All of that means that your loco can pull more cars if they all
have metal wheels than if they had plastic.

Don


----------



## CTValleyRR (Jul 26, 2014)

mopac said:


> I can't think of any pros for plastic wheels. I have done tests with plastic and
> metal wheels. Metal wheels roll better. The better a car's wheels roll the more
> cars an engine can pull. Plastic wheels pick up more gunk than metal wheels.
> A biggie for me is the sound of metal wheels clickity clacking down the track.
> You will not get that from plastic wheels.


They're cheap. That's their only positive trait. In this hobby, there are places to go cheap and places not to. This is a place to invest in quality.
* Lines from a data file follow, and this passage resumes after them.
PR #164, opened 2016-02-19
A bit more async

AnthonySteele:
Evolutionary change to Throttled message processing strategy rather than a big change: We can make `IMessageProcessingStrategy.BeforeGettingMoreMessages` awaitable so less busy-waiting when all the available slots for handlers are occupied and we have to wait for one to complete.

Important lines are in `Throttled`: ` public void BeforeGettingMoreMessages()` becomes `public async Task BeforeGettingMoreMessages()` and the synchronous wait at ` Task.WaitAny(activeTasksToWaitOn);` becomes `await Task.WhenAny(activeTasksToWaitOn);`

This gets most of the benefit for very little code change
And won't have to be changed when we go full async


AnthonySteele:
Great! Would like to see what the performance implications are. I suspect not much either way, but I'm not sure.

payman81:
Thanks. I don't expect much difference in performance. We'll find out this once we pilot it this week.

PR #165, opened 2016-02-20
Remove the MaximumThroughput message processing strategy

AnthonySteele:
As discussed on Friday, my understanding is that the "Maximum throughput" message processing strategy is not good for production use.
If you are using it, you can instead use a Throttled strategy with a large max.
As a result, I'm not quite sure what to put on line 45 of SqsNotificationListener - have to default to a Throttled strategy, but with what values?
What do you think?


payman81:
I agree that the unbounded MaximumThroughput should go. But can we have a slightly more flexible default. Something like this https://gist.github.com/payman81/21463be9c6f9319cf569.

AnthonySteele:
Right, I had forgotten that part, I will add it!

Issue #361, opened 2025-05-19
Large Files Download


clostao:
Large files downloads from the DSN are currently inconvenient since it would require long time waits.  Some other mechanism for this kind of files would be a good option to improve the performance of this downloads.

clostao:
I'll start implementing this on the backend but it would be nice to have some opinions on how this should be showed in the front-end.

iamnamananand996:
## Option 1

Not sure, either it is too much to ask. I would like to have bellow on the `getway`.


Purpose | URL Example
-- | --
Preview | https://gateway.autonomys.xyz/file/CID
Download | https://gateway.autonomys.xyz/file/CID?download=true


and let the downloading be handled by the native browser, the same way we would when downloading any small or big file from centralised storage.

It may require some of these headers to be added to our getaway server

```javascript
res.setHeader('Content-Type', 'application/octet-stream');


// this trigger the native browser downloading
res.setHeader('Content-Disposition', 'attachment; filename="example.zip"');


res.setHeader('Content-Length', fileSize);
stream.pipe(res);
```

Then on the frontend, we will need to just add 

```html
<a href="https://gateway.autonomys.xyz/file/bafk...?download=true" download>Download File</a>
```

## Option 2

We have already discussed on `Bi weekly` https://github.com/autonomys/auto-drive/issues/360#issuecomment-2892192779 


cc - @clostao, @jfrank-summit , @marc-aurele-besner

clostao:
Option #1 is completely feasible

PR #364, opened 2025-05-21
[Backend] Add async downloads

clostao:
Backend implementation of #361

Created `AsyncDownload` entity for tracking the "Bring To Cache" operations I've added the namespace download:

With this three endpoints:

POST `async/:cid`: Creates a async download for file with given CID
POST `async/:cid/dismiss`: Hides an async download sth like acknowledge notifications
POST `:/cid`: Handles the download of files. Is the same controller as `/objects/:cid/download` that is now marked as deprecated

### DIFF
--- a/backend/__tests__/e2e/downloads/async.spec.ts
+++ b/backend/__tests__/e2e/downloads/async.spec.ts
@@ -174,6 +174,22 @@ describe('Async Downloads', () => {
     )
   })
 
+  it('should get all downloads for a user', async () => {
+    // Create multiple downloads for the same user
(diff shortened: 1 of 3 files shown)


iamnamananand996 (approved):
Hi @clostao, if we can also add the uses example for the PR, will help us understand what's happening here.

marc-aurele-besner (dismissed):

iamnamananand996 (approved):

marc-aurele-besner (dismissed):

clostao:
I've added a few endpoints more for the SDK

iamnamananand996 (approved):

marc-aurele-besner (approved):

PR #372, opened 2025-05-30
fix: misusage of Readable stream

clostao:
Problem: 

`Stream.read()` is meant for ask for more chunks not for retrieving the whole file

Solution:

Implement a reading mechanism using a "closure" variable in the "retrieveAndReassembleFile" method.

### DIFF
--- a/backend/src/useCases/objects/files.ts
+++ b/backend/src/useCases/objects/files.ts
@@ -149,25 +149,33 @@ const retrieveAndReassembleFile = async (
     return Readable.from(chunkData)
   }
 
-  const CHUNK_SIZE = 100
+  const SIMULTANEOUS_CHUNKS = 100
+  let currentIndex = 0
   return new Readable({
-    read: async function () {
-      for (let i = 0; i < metadata.chunks.length; i += CHUNK_SIZE) {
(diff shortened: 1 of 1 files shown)


marc-aurele-besner (approved):

backend/src/useCases/objects/files.ts
```diff
@@ -149,25 +149,33 @@ const retrieveAndReassembleFile = async (
...
         if (chunkedData.some((e) => e === undefined)) {
-          throw new Error('Chunk not found')
+          this.destroy(new Error('Chunk not found'))
+          return
         }
 
-        const canContinue = this.push(Buffer.concat(chunkedData.map((e) => e!)))
-        if (!canContinue) {
-          await new Promise((resolve) => this.once('drain', resolve))
-        }
```
jfrank-summit, line 168: Is there a risk in removing back pressure handling?

clostao: I don't think so since we're limiting the simultaneous batches (~6.4MB) but I'll implement it anyways just in case we'd want to increase or setup an environment variable for this one.

clostao: Updated

PR #375, opened 2025-06-03
Improve async downloads

clostao:
In backend: 

* Added some logs
* Update to (progress 0%) once the download is triggered

In frontend:

* Add bring to cache feature to global files too
* Create a dropdown dialog for actions to avoid overwhelming the interface with much buttons

Previous:

image

This changes to:

image


marc-aurele-besner (approved):

jfrank-summit:
I think this should be targeting `main`

iamnamananand996 (dismissed):

clostao:
Added support for chunked file downloads from the DSN

iamnamananand996 (approved):

PR #377, opened 2025-06-06
Improve admin panel

clostao:
Added pagination, showing pending credits, and search by public id


jfrank-summit:
> If you're testing with ai3.storage you won't see anything, in local you should.

I was testing with the preview link.

auth/src/controllers/user.ts
```diff
@@ -225,9 +225,27 @@ userController.get('/list', async (req, res) => {
...
+    // Validate pagination parameters
+    if (page !== undefined && (isNaN(page) || page < 1)) {
+      res.status(400).json({ error: 'Invalid page parameter' })
+
+      if (limit !== undefined && (isNaN(limit) || limit < 1 || limit > 100)) {
+        res.status(400).json({
+          error: 'Invalid limit parameter (must be between 1 and 100)',
+        })
+        return
+      }
```
jfrank-summit, line 242: Does it make sense to have this nested? Won't it send two responses if both `limit` and `page` are invalid and never validate `limit` if `page` is valid?

auth/src/services/authManager/express.ts
```diff
@@ -57,28 +58,64 @@ export const handleAuthIgnoreOnboarding = async (
...
     })
+    return false
+  }
+
+  const oauthUser = await AuthManager.getUserFromAccessToken(
+    provider,
+    accessToken,
+  ).catch((e) => {
+    logger.error(e)
     return null
```
jfrank-summit, line 92: Should this return `null` or `false`, the return type should be `boolean`.

auth/src/services/authManager/express.ts
```diff
@@ -57,28 +58,64 @@ export const handleAuthIgnoreOnboarding = async (
...
     })
-    return null
+    return false
   }
 
   const isCorrectApiSecret = accessToken === config.apiSecret
-  if (!isCorrectApiSecret) {
+  if (isCorrectApiSecret) {
+    return true
+  }
```
jfrank-summit, line 78: What is the point of `apiSecret` here?

auth/src/repositories/users.ts
```diff
@@ -97,6 +97,31 @@ const getAllUsers = async (): Promise<User[]> => {
...
+
+  // Get total count
+  const countResult = await db.query(
+    'SELECT COUNT(*) as total FROM users.users',
+  )
+  const total = parseInt(countResult.rows[0].total)
+
+  // Get paginated users
+  const users = await db.query(
+    'SELECT * FROM users.users ORDER BY public_id LIMIT $1 OFFSET $2',
```
jfrank-summit, line 115: Should we add an index for `public_id`?

jfrank-summit (commented):
A few comments.

auth/src/controllers/user.ts
clostao: No, it doesn't, I updated

auth/src/services/authManager/express.ts
clostao: Backend instances retrieve a user information by public id using a permissioned endpoint, for handling access to these endpoints I use a api secret.

auth/src/controllers/user.ts
```diff
@@ -225,9 +225,28 @@ userController.get('/list', async (req, res) => {
...
+
+      return
+    }
+
+    if (limit !== undefined && !isNaN(limit)) {
+      res.status(400).json({
+        error: 'Invalid limit parameter (must be a number)',
+      })
+      return
+    }
```
jfrank-summit, line 245: This logic seems inverted, I think it should be something like:
```suggestion
    if (page !== undefined && (isNaN(page) || page < 1)) {
      res.status(400).json({ error: "Invalid page parameter" });
      return;
    }
    
    if (limit !== undefined && (isNaN(limit) || limit < 1 || limit > 100)) {
      res.status(400).json({
        error: "Invalid limit parameter (must be between 1 and 100)",
      });
      return;
    }
```

PR #380, opened 2025-06-09
fix: port setup and health checks for workers

clostao:
Problem:

Container was port used by environment variable and it was mapped to the same variable. However, healthcheck was poiting to :3000

Solution:

All the services use :3000 in the container and are mapped to port determined by environment variable


jfrank-summit (commented):
LGTM

jfrank-summit (approved):

PR #390, opened 2025-06-16
Save events failed events in a separate queue

clostao:
Problem:

When there's an bug in auto-drive that makes events to not be processed correctly (e.g low balance in publishing accounts) these events are lost once all retries have been consumed.

Solution:

Create a separate queue for saving failing events so when the an issue is detected and sorted the events could be redirected again to the processing queue so no events are lost.

### DIFF
--- a/backend/src/drivers/rabbit.ts
+++ b/backend/src/drivers/rabbit.ts
@@ -1,8 +1,7 @@
 import { Channel, connect } from 'amqplib'
 import { config } from '../config.js'
 
-export type AutoDriveQueues = (typeof queues)[number]
-const queues = ['task-manager', 'download-manager'] as const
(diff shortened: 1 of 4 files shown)


jfrank-summit (commented):
Overall looks good. One question, how will the error queues be re-processed?

clostao:
> Overall looks good. One question, how will the error queues be re-processed?

There's a feature on rabbitmq that allows to move all messages from queue to another. So, whenever we got some issue producing errors, the error queue would be populated with failing tasks. Then, when we're sure that the issue is solved we simply move messages from the error queue to the processing queue using the rabbitmq interface.

jfrank-summit (approved):
LGTM

PR #408, opened 2025-06-25
fix: no data on table init

clostao:
**Problem:**

The first fetching was not performed correctly

**Solution:**

Fetch data when fetcher is updated


jfrank-summit (approved):
LGTM

Issue #417, opened 2025-06-28
Files Not Cached On Archival


clostao:
Files are meant to be cached on archival

```ts
const onObjectArchived = async (cid: string) => {
  await ObjectUseCases.populateCaches(cid) // here
  await metadataRepository.markAsArchived(cid)
  await nodesRepository.removeNodeDataByRootCid(cid)
}
```

Files recently archived are not being cached at the auto-drive level.

clostao:
I noticed that the file is getting fetched from the DSN for populating the cache with the file. This shouldn't happen since the point is populating the file from DB reducing the usage of bandwidth of DSN and faster retrievals.

I'm debugging this issue but I didn't have some logs that are now in production.

PR #418, opened 2025-06-29
Fix file cache population on object archived

clostao:
This would solve #417. 

**Problem:**

Populating the cache asynchronously leads to a race condition where the removal of nodes (performed just after the file is populated in cache) starts before the end of the cache population leading to the error shown. 

**Solution:**

Awaiting for the file to be populated for nodes data to be wiped.


jfrank-summit (approved):
LGTM!

PR #423, opened 2025-07-07
Fix submodules sync

clostao:
@jfrank-summit You reported some issue on the past syncing, for already initialised workspaces the `init-submodules` would correctly keep up to date the latest pointer to submodules though would fail for not initialised workspaces.


jfrank-summit (approved):
🚀

PR #425, opened 2025-07-08
feat: implement file preview

clostao:


frontend/src/components/FilePreview/index.tsx
```diff
@@ -0,0 +1,127 @@
...
+      case AutoDriveNetworkId.MAINNET:
+        return AutoUtilsNetworkId.MAINNET;
+      case AutoDriveNetworkId.TAURUS:
+        return AutoUtilsNetworkId.TAURUS;
+      default:
+        return AutoUtilsNetworkId.MAINNET;
+    }
+  }, [network]);
+
+  const gatewayUrl = EXTERNAL_ROUTES.gatewayObjectDownload(metadata.dataCid);
```
jfrank-summit, line 37: Should we validate that this is a valid CID prior to making the request?

frontend/src/components/FilePreview/index.tsx
```diff
@@ -0,0 +1,127 @@
...
+            `Failed to fetch file: ${response.status} ${response.statusText}`,
+          );
+        }
+        const blob = await response.blob();
+        setFile(blob);
+        // For text-based files, also read the content
+        if (needsContentParsing(metadata)) {
+          const text = await blob.text();
+          setTextContent(text);
+        }
```
jfrank-summit, line 73: Do we do any kind of sanitization to ensure that no malicious code is being rendered?

frontend/src/components/FilePreview/index.tsx
```diff
@@ -0,0 +1,127 @@
...
+            );
+            const decryptedBlob = await processFileData(decryptedFileData);
+            setFile(decryptedBlob);
+            setIsDecrypted(true);
+            setLoading(false);
+            return;
+          } catch {
+            setDecryptionError('Invalid password or decryption failed');
+          }
+        }
```
jfrank-summit, line 96: We should clear the password from state after it is used. We should also think about how we want the lifecycle of decrypted data to be handled.

frontend/src/components/FilePreview/index.tsx
```diff
@@ -0,0 +1,127 @@
...
+        setLoading(false);
+        return;
+      }
+
+      // Encrypted files always need to be fetched and decrypted
+      setIsFilePreview(true);
+      setLoading(true);
+
+      try {
+        const response = await fetch(gatewayUrl);
```
jfrank-summit, line 61: How are we handling very large file requests?

frontend/src/components/FilePreview/index.tsx
clostao: I don't think so, the cid passed (`metadata.dataCid`) to the method comes from the metadata structure

frontend/src/components/FilePreview/index.tsx
clostao: Password isn't saved on the state, is just a callback parameter: [see here](https://github.com/autonomys/auto-drive/pull/425/files#diff-255c318571563f19b9c163ed93b9823c0ac9a1f33dfa22dc7b43585b757e4c0bR40)

frontend/src/components/FilePreview/index.tsx
clostao: We're not handling in a particular way. We could implement this mechanism for example:

Having two limits, the lower (e.g 1MB) is the maximum that could fetched from the DSN and the higher (e.g 100MB) would be biggest pre-viewable file.

For files <1MB would be pre-viewed always. For files between first and second limit will be previewed only if they're cached, and files beyond the 100MB limit the file won't be previewed.

frontend/src/components/FilePreview/index.tsx
clostao: No, I didn't but it's a good idea. I just implemented [here](https://github.com/autonomys/auto-drive/pull/425/commits/f16697e02d6d76c08ea85a62006c723fdd1b1640)

jfrank-summit (approved):
LGTM

PR #433, opened 2025-07-16
feat: publishing tasks for nodes failing to be published into error queues

clostao:
Unlike the rest types of events nodes publishing task events are not retried on the same manner. Since the structure of the event is: 

```ts
interface NodePublishingEvent {
   id: 'publish-nodes'
   params: {
     nodes: string[]
   }
}
``` 

Sometimes the publishing of the nodes fails partially, meaning that the first N elements of the array go through but the following items timeout or fail for any other reason, for avoiding triggering a republish of all the nodes in the event of a partial failure we only republish the failed ones. 

This mechanism was not publishing into error queues making errors hardly recoverable. This PR solves that


jfrank-summit (approved):
LGTM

Less time spent cleaning track and more time doing the things you want to.


----------



## Mseav (Jul 30, 2015)

Ok then, I'm now shopping for metal wheels and I'm seeing 28'', 33'' and 36''. How do I know which to buy? Does it matter if I run metal or plastic trucks?


----------



## Cycleops (Dec 6, 2014)

I'm ashamed to admit I haven't given the metal v plastic wheel debate much thought. I do have some cars with metal wheels and they roll well, perhaps better than the plastic. The shiny appearance of the metal ones is a downside but I suppose you can paint them. Which are the best make to go for and who offers them?


----------



## DonR (Oct 18, 2012)

Most HO freight cars use 33" wheels. Most passenger cars use 36"
as do very large, long freight cars, with a grossweight
above 85,000. You can tell the difference by looking
at them. Before ordering check
the wheels on cars that you have. The larger are wheels are 36", the
rest will be smaller at 33".

I don't know about the 28", I've never seen them used on
any cars that I have.

Other than the better running qualities we have
discussed, there is no other reason to replace plastic with metal.

Don


----------



## MRLdave (Nov 1, 2011)

No doubt about the rolling quality of metal wheels, but just to throw something out there no one has mentioned is the electrical component of metal wheels. Metal wheels can bridge gaps and create shorts. Nothing is more fun than finding a $50 passenger car sitting derailed on a switch with smoke slowly rising from the truck as it melts into a pile of twisted plastic. I think everyone in our club has done that at least once. They seem to have enough resistance to not create a dead short and trip the breaker, but they heat up and within a minute, they get hot enough to melt the truck, and we had one (the operator should have been watching better) where the truck melted and the plastic actually flowed down into the ties, gluing the car to the track, then the body dropped down onto the wheel and the body melted until the wheel was melted into the seats inside the car.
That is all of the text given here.